Die Lehren des Meisters und Mrs. Eddys zeigen uns klar, wie wir vom Standpunkt individueller Wirkung aus denken müssen. Der Meister lehrte immer von der einen Ursache, dem Vater, und vom Menschen Seinem Sohn oder der Wirkung. Gott ist immer Ursache. Der Mensch, einzeln und als Gattung, ist immer Wirkung. Er ist eins mit seiner Ursache, aber nie Ursache. Mrs. Eddy schreibt (Wissenschaft und Gesundheit, S. 336): „Gott und der Mensch sind nicht ein und dasselbe; aber in der Ordnung der göttlichen Wissenschaft bestehen Gott und der Mensch zusammen und sind ewig”.

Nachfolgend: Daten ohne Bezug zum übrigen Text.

PR #29, opened 2021-03-06
Variable renamer

BladeMF:
That's only the variable renamer. 

Currently the integration test is failing because I am unsure what to do - it seems like only `InMemoryRenamer` is supposed to be in the container, but now there's the `VariableRenamer`, `RenameLocationsProvider` in there as well. So @dantleech some advice on this would be appreciated.

### DIFF
--- a/bin/serve
+++ b/bin/serve
@@ -55,10 +55,8 @@ $container = PhpactorContainer::fromExtensions([
     LanguageServerBridgeExtension::class,
     LanguageServerSelectionRangeExtension::class,
     LanguageServerCodeTransformExtension::class,
-
     LanguageServerRenameExtension::class,
     LanguageServerWorseRenameExtension::class,
-
     WorseReferenceFinderExtension::class,
     CodeTransformExtension::class,
     PhpExtension::class,
--- a/bin/serve
+++ b/bin/serve
@@ -17,6 +17,8 @@ use Phpactor\Extension\LanguageServerCompletion\LanguageServerCompletionExtensio
 use Phpactor\Extension\LanguageServerHover\LanguageServerHoverExtension;
 use Phpactor\Extension\LanguageServerIndexer\LanguageServerIndexerExtension;
 use Phpactor\Extension\LanguageServerReferenceFinder\LanguageServerReferenceFinderExtension;
+use Phpactor\Extension\LanguageServerRename\LanguageServerRenameExtension;
+use Phpactor\Extension\LanguageServerRename\LanguageServerWorseRenameExtension;
 use Phpactor\Extension\LanguageServerSelectionRange\LanguageServerSelectionRangeExtension;
 use Phpactor\Extension\LanguageServerSymbolProvider\LanguageServerSymbolProviderExtension;
 use Phpactor\Extension\LanguageServerWorseReflection\LanguageServerWorseReflectionExtension;
@@ -26,6 +28,7 @@ use Phpactor\Extension\Logger\LoggingExtension;
 use Phpactor\Extension\Php\PhpExtension;
 use Phpactor\Extension\ReferenceFinder\ReferenceFinderExtension;
 use Phpactor\Extension\SourceCodeFilesystem\SourceCodeFilesystemExtension;
+use Phpactor\Extension\WorseReferenceFinder\WorseReferenceFinderExtension;
 use Phpactor\Extension\WorseReflection\WorseReflectionExtension;
 use Phpactor\FilePathResolverExtension\FilePathResolverExtension;
 use Phpactor\Indexer\Extension\IndexerExtension;
@@ -52,6 +55,11 @@ $container = PhpactorContainer::fromExtensions([
     LanguageServerBridgeExtension::class,
     LanguageServerSelectionRangeExtension::class,
     LanguageServerCodeTransformExtension::class,
+
+    LanguageServerRenameExtension::class,
+    LanguageServerWorseRenameExtension::class,
+
+    WorseReferenceFinderExtension::class,
     CodeTransformExtension::class,
     PhpExtension::class,
 ], [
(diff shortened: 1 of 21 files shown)


bin/serve
```diff
@@ -52,6 +55,11 @@ $container = PhpactorContainer::fromExtensions([
     LanguageServerBridgeExtension::class,
     LanguageServerSelectionRangeExtension::class,
     LanguageServerCodeTransformExtension::class,
+
+    LanguageServerRenameExtension::class,
+    LanguageServerWorseRenameExtension::class,
+
```
dantleech: probably shouldn't have white space here...

lib/LanguageServerRename/Handler/RenameHandler.php
```diff
@@ -105,20 +105,21 @@ private function resultToWorkspaceEdit(iterable $results): WorkspaceEdit
         $documentChanges = [];
```
dantleech: this var is not used

tests/LanguageServerRename/OffsetExtractor.php
```diff
@@ -0,0 +1,94 @@
...
+    private $pointCreateors = [];
+
+    /** @var array */
+    private $rangeOpenMarkers = [];
+    /** @var array */
+    private $rangeCloseMarkers = [];
+    /** @var Closure[] */
+    private $rangeCreateors = [];
+
+    public function registerPoint(string $name, string $marker, Closure $creator = null): void
```
dantleech: can we change this to not have a factory, but instead always return `ByteOffset` and `ByteOffsetRange` as relevant.

tests/LanguageServerRename/OffsetExtractor.php
```diff
@@ -0,0 +1,94 @@
...
+            if (isset($this->rangeOpenMarkers[$result])) {
+                $currentRangeStartOffset = $offset;
+                continue;
+            }
+
+            if (isset($this->rangeCloseMarkers[$result])) {
+                if (!isset($retVal[$this->rangeCloseMarkers[$result]])) {
+                    $retVal[$this->rangeCloseMarkers[$result]] = [];
+                }
+                $retVal[$this->rangeCloseMarkers[$result]][] = $this->rangeCreateors[$result]($currentRangeStartOffset, $offset, $newSource);
```
dantleech: typo!

tests/LanguageServerRename/OffsetExtractor.php
```diff
@@ -0,0 +1,94 @@
+<?php
+
+namespace Phpactor\Extension\LanguageServerRename\Tests;
+
+use Closure;
+
+class OffsetExtractor
```
dantleech, line 9: could create this with a static constructor e.g. `::create()` and then a fluent API `::create()->registerX()->registerY()`

BladeMF:
How shall we proceed with the failing test? Currently on PHP8 only ImportNameProviderTest is failing.

dantleech:
I think it's flaky - restarted

dantleech:
For the extractor I was thinking:

```
$extractor = ... // create extractor
$range = $extractor->range('foobar'); // public function range($name): ByteOffsetRange
$selection = $extractor->offsets('.') // /** @return ByteOffset[] */public function selection($name): array
```

or similar - as it's more explicit and type safe. WDYT?

BladeMF:
Is this the registration or the results?
________________________________

BladeMF:
If we have:
```
$extractor = OffsetExtractor::create()
  ->registerPoint(...)
  ->registerRange(....)
  ->parse($source);
```
then probably will be better:
```
$point = $extractor->getPoint(...);
$range = $extractor->getRange(...);
```
what do you think?

dantleech:
yeah I think that makes sense - wasn't sure if it would be `point()` or `points()`

(i would drop the `get` prefix - mostly because that's the idiom in phpactor)

we can have both point and points etc as required

where `point(): ByteOffset` would throw an exception if the point wasn't found

tests/LanguageServerRename/OffsetExtractor.php
```diff
@@ -82,20 +94,41 @@ public function parse(string $source): array
...
+
+        return $this;
+    }
+    /**
+     * @return ByteOffset[]
+     */
+    public function points(string $name): array
+    {
+        if(!isset($this->pointResults[$name]))
+            throw new RuntimeException('No registered point by that name.');
```
dantleech: This would be more helpful when developing: `sprintf('No point registered with name "%s", known names "%s"', $name, implode('", "', array_keys($this->pointResults)))`

tests/LanguageServerRename/OffsetExtractor.php
```diff
@@ -82,20 +94,41 @@ public function parse(string $source): array
...
-        $retVal['newSource'] = $newSource;
+        return $this->pointResults[$name];
+    }
+    /**
+     * @return ByteOffsetRange[]
+     */
+    public function ranges(string $name): array
+    {
+        if(!isset($this->rangeResults[$name]))
+            throw new RuntimeException('No registered range by that name.');
```
dantleech: same

BladeMF:
Agreed, not sure what I was thinking with such generic text.

Vladi.
________________________________

tests/LanguageServerRename/OffsetExtractor.php
```diff
@@ -42,7 +56,7 @@ public function registerRange(string $name, string $openMarker, string $closeMar
         return $this;
     }
 
-    public function parse(string $source): array
+    public function parse(string $source): OffsetExtractor
```
dantleech, line 59: I would consider making this the static constructor `create($source)`, replacing the existing constructor. This would make the class immutable. The disadvantage is that we can't reuse the config.

Another option would be to return a new object which just has the points and ranges - so this method then becomes a factory..

But, let's go with this unless you want to try changing it. In anycase, I think it can be refactored without changing the API which is the main thing

BladeMF:
I'm 50/50. create($source)​ is simpler to use. Let me think for a bit.

Vladi.
________________________________

dantleech:
Cheers @BladeMF , I'll update the extractor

Um Gott und unserem Einssein mit Ihm immer näher zu kommen, müssen wir mehr von den Eigenschaften Gottes widerspiegeln. Diese verbinden uns mit ihrer Quelle. Sie bringen uns zum Berg der Offenbarung. Nichts anderes kann oder wird dies tun. Der Meister betonte geduldig diesen einfachen Weg des Fortschritts mit Erklärungen wie: „Selig sind, die reines Herzens sind; denn sie werden Gott schauen”. „Alles nun, was ihr wollt, daß euch die Leute tun sollen, das tut ihr ihnen auch”. Mrs. Eddy zeigte beharrlich denselben Christusweg zum wirklichen Sein: „Studiere den Buchstaben gründlich und nimm den Geist in dich auf” (Wissenschaft und Gesundheit, S. 495). „Das Lebenselement, das Herz und die Seele der Christlichen Wissenschaft ist die Liebe” (Wissenschaft und Gesundheit, S. 113). Wir finden die Einheit Gottes und des Menschen, einzeln und in Gesamtheit, in der Vaterschaft und der Mutterschaft Gottes, die alle Individualitäten umfaßt, welche zusammengenommen die Menschenfamilie ergeben.